- [Description of the task]: Set down every entry once more, character for character.

- - - - - - -

PR #10315, opened 2026-06-11
fix(config): default release age cutoff should not disable installed-version resolution

jdx:
## Summary

Fixes the performance regression reported in #10308: upgrading 2026.6.1 → 2026.6.2 took shell startups from ~2.5s to ~65s.

The built-in 24h `minimum_release_age` default (#10279) set a `before_date` on every tool resolution, which flipped `should_filter_installed_versions` on for all non-prefer-offline commands (`mise which`, `mise use`, ...). That disabled the installed-version fast paths, so every invocation fetched remote version lists for the entire toolset — ~75ms shell-startup calls became ~2.5s each.

## The fix

Cutoff resolution now reports where the cutoff came from (`BeforeDateSource::Provided/Explicit/Default`):

- The **built-in default** only gates which versions *remote* resolution may pick — its actual purpose of delaying brand-new releases at install time. It no longer suppresses installed-version fast paths, so resolution stays on-disk when an installed version satisfies the request.
- **Explicit cutoffs** (`--minimum-release-age`, a per-tool `minimum_release_age` option, or the `minimum_release_age` setting) keep their date-aware resolution semantics from #9269, since opting in was a deliberate choice there.

`ResolveOptions` gains a `before_date_from_default` flag (set via a shared `apply_before_date_for_tool` helper, also visible in trace output as `before_date=... (default)`), and the two `should_filter_installed_versions` gates in `resolve_version`/`resolve_prefix` now require an explicit cutoff.

## Tests

- **e2e `test_which_no_remote_fetch`** pins the regression using aqua-backed jq (subject to the built-in default): installed match + fuzzy request must resolve from disk with zero remote version fetches. Verified it **fails on unfixed code** (which resolved remotely to a non-installed jq) and passes with the fix.
- **e2e `test_hook_env_no_remote_fetch`** guards the prefer-offline paths: a spy copy of the dummy plugin records a marker if its version-listing scripts ever run during `mise hook-env`, with and without a release-age cutoff, across `latest`/prefix/exact requests. Verified it fails if hook-env is removed from the prefer-offline list.
- New unit test for cutoff source provenance; all 1121 unit tests, related e2e suites (`test_install_before*`, `test_install_prefer_offline_no_refresh`, `test_ls_remote`, `test_upgrade*`, `test_outdated`, `test_which`), and lint pass.

Manually verified both directions with an aqua tool: default cutoff → local resolution, no fetch; explicit `MISE_MINIMUM_RELEASE_AGE=24h` → date-aware remote resolution (unchanged).

Fixes #10308

---

> [!NOTE]
> **Medium Risk**
> Changes core version-resolution behavior for all tools on aqua-like backends; explicit minimum_release_age semantics are preserved but the default path is subtly different from 2026.6.2.
> 
> **Overview**
> Fixes a performance regression (#10308) where the built-in 24h `minimum_release_age` default treated every resolution as date-filtered, skipped installed-version fast paths, and triggered remote version-list fetches on commands like `mise which` and `mise hook-env`.
> 
> Cutoff resolution now records **provenance** via `BeforeDateSource` and `ResolveOptions.before_date_from_default`. The built-in default still applies `before_date` for remote picks at install time, but **`filters_installed_versions()`** only runs for explicit cutoffs (CLI, setting, or per-tool option)—not for the default—so fuzzy requests can resolve from disk when an install already matches.
> 
> Resolution paths use shared **`apply_before_date_for_tool`** instead of overwriting `before_date` blindly; upgrade warnings use the same helper. **E2e** tests assert `mise which` and `mise hook-env` do not refetch remote versions when a local install satisfies the request.
> 
> <sup>Reviewed by [Cursor Bugbot](https://cursor.com/bugbot) for commit 0d075c09be21f6f4e391eefaad05f00d7af48667. Bugbot is set up for automated code reviews on this repo. Configure [here](https://www.cursor.com/dashboard/bugbot).</sup>

## Summary by CodeRabbit

* **Bug Fixes**
  * Prevented unnecessary remote version-list fetches for `hook-env` and `which` when an installed tool already satisfies the request, improving reliability and performance.
  * Clarified how the minimum-release-age cutoff is applied so default vs. explicit settings are distinguished, yielding more predictable version resolution and warnings.

* **Tests**
  * Added end-to-end regression tests verifying no remote fetches occur in these scenarios.


jdx:
Addressed the Greptile finding: the upgrade hidden-version warning path now uses `apply_before_date_for_tool` instead of reconstructing `ResolveOptions` with the provenance-less resolver, so `before_date_from_default` stays consistent there too (0d075c09b).

jdx:
Re the hyperfine flags (`x -- echo` +14%, `ls` +12%, both marked inconclusive): ran a controlled A/B on one machine — isolated env, 50 runs with 5 warmups, binaries built from merge-base main (4f7e26f15) vs this branch:

| Command | main | PR |
|---|---|---|
| `mise ls` | 24.1 ± 1.3 ms | 22.0 ± 0.6 ms |
| `mise x -- echo hi` | 40.2 ± 1.5 ms | 38.0 ± 1.2 ms |
| `mise hook-env` | 21.7 ± 1.0 ms | 21.3 ± 0.7 ms |

No regression (the deltas favor the PR slightly, likely noise). The CI baseline is the released 2026.6.2 binary rather than merge-base, so its delta also includes everything on main since the release.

- - - - - - -

- [Result]:
PR #10315, opened 2026-06-11
fix(config): default release age cutoff should not disable installed-version resolution

jdx:
## Summary

Fixes the performance regression reported in #10308: upgrading 2026.6.1 → 2026.6.2 took shell startups from ~2.5s to ~65s.

The built-in 24h `minimum_release_age` default (#10279) set a `before_date` on every tool resolution, which flipped `should_filter_installed_versions` on for all non-prefer-offline commands (`mise which`, `mise use`, ...). That disabled the installed-version fast paths, so every invocation fetched remote version lists for the entire toolset — ~75ms shell-startup calls became ~2.5s each.

## The fix

Cutoff resolution now reports where the cutoff came from (`BeforeDateSource::Provided/Explicit/Default`):

- The **built-in default** only gates which versions *remote* resolution may pick — its actual purpose of delaying brand-new releases at install time. It no longer suppresses installed-version fast paths, so resolution stays on-disk when an installed version satisfies the request.
- **Explicit cutoffs** (`--minimum-release-age`, a per-tool `minimum_release_age` option, or the `minimum_release_age` setting) keep their date-aware resolution semantics from #9269, since opting in was a deliberate choice there.

`ResolveOptions` gains a `before_date_from_default` flag (set via a shared `apply_before_date_for_tool` helper, also visible in trace output as `before_date=... (default)`), and the two `should_filter_installed_versions` gates in `resolve_version`/`resolve_prefix` now require an explicit cutoff.

## Tests

- **e2e `test_which_no_remote_fetch`** pins the regression using aqua-backed jq (subject to the built-in default): installed match + fuzzy request must resolve from disk with zero remote version fetches. Verified it **fails on unfixed code** (which resolved remotely to a non-installed jq) and passes with the fix.
- **e2e `test_hook_env_no_remote_fetch`** guards the prefer-offline paths: a spy copy of the dummy plugin records a marker if its version-listing scripts ever run during `mise hook-env`, with and without a release-age cutoff, across `latest`/prefix/exact requests. Verified it fails if hook-env is removed from the prefer-offline list.
- New unit test for cutoff source provenance; all 1121 unit tests, related e2e suites (`test_install_before*`, `test_install_prefer_offline_no_refresh`, `test_ls_remote`, `test_upgrade*`, `test_outdated`, `test_which`), and lint pass.

Manually verified both directions with an aqua tool: default cutoff → local resolution, no fetch; explicit `MISE_MINIMUM_RELEASE_AGE=24h` → date-aware remote resolution (unchanged).

Fixes #10308

---

> [!NOTE]
> **Medium Risk**
> Changes core version-resolution behavior for all tools on aqua-like backends; explicit minimum_release_age semantics are preserved but the default path is subtly different from 2026.6.2.
> 
> **Overview**
> Fixes a performance regression (#10308) where the built-in 24h `minimum_release_age` default treated every resolution as date-filtered, skipped installed-version fast paths, and triggered remote version-list fetches on commands like `mise which` and `mise hook-env`.
> 
> Cutoff resolution now records **provenance** via `BeforeDateSource` and `ResolveOptions.before_date_from_default`. The built-in default still applies `before_date` for remote picks at install time, but **`filters_installed_versions()`** only runs for explicit cutoffs (CLI, setting, or per-tool option)—not for the default—so fuzzy requests can resolve from disk when an install already matches.
> 
> Resolution paths use shared **`apply_before_date_for_tool`** instead of overwriting `before_date` blindly; upgrade warnings use the same helper. **E2e** tests assert `mise which` and `mise hook-env` do not refetch remote versions when a local install satisfies the request.
> 
> <sup>Reviewed by [Cursor Bugbot](https://cursor.com/bugbot) for commit 0d075c09be21f6f4e391eefaad05f00d7af48667. Bugbot is set up for automated code reviews on this repo. Configure [here](https://www.cursor.com/dashboard/bugbot).</sup>

## Summary by CodeRabbit

* **Bug Fixes**
  * Prevented unnecessary remote version-list fetches for `hook-env` and `which` when an installed tool already satisfies the request, improving reliability and performance.
  * Clarified how the minimum-release-age cutoff is applied so default vs. explicit settings are distinguished, yielding more predictable version resolution and warnings.

* **Tests**
  * Added end-to-end regression tests verifying no remote fetches occur in these scenarios.


jdx:
Addressed the Greptile finding: the upgrade hidden-version warning path now uses `apply_before_date_for_tool` instead of reconstructing `ResolveOptions` with the provenance-less resolver, so `before_date_from_default` stays consistent there too (0d075c09b).

jdx:
Re the hyperfine flags (`x -- echo` +14%, `ls` +12%, both marked inconclusive): ran a controlled A/B on one machine — isolated env, 50 runs with 5 warmups, binaries built from merge-base main (4f7e26f15) vs this branch:

| Command | main | PR |
|---|---|---|
| `mise ls` | 24.1 ± 1.3 ms | 22.0 ± 0.6 ms |
| `mise x -- echo hi` | 40.2 ± 1.5 ms | 38.0 ± 1.2 ms |
| `mise hook-env` | 21.7 ± 1.0 ms | 21.3 ± 0.7 ms |

No regression (the deltas favor the PR slightly, likely noise). The CI baseline is the released 2026.6.2 binary rather than merge-base, so its delta also includes everything on main since the release.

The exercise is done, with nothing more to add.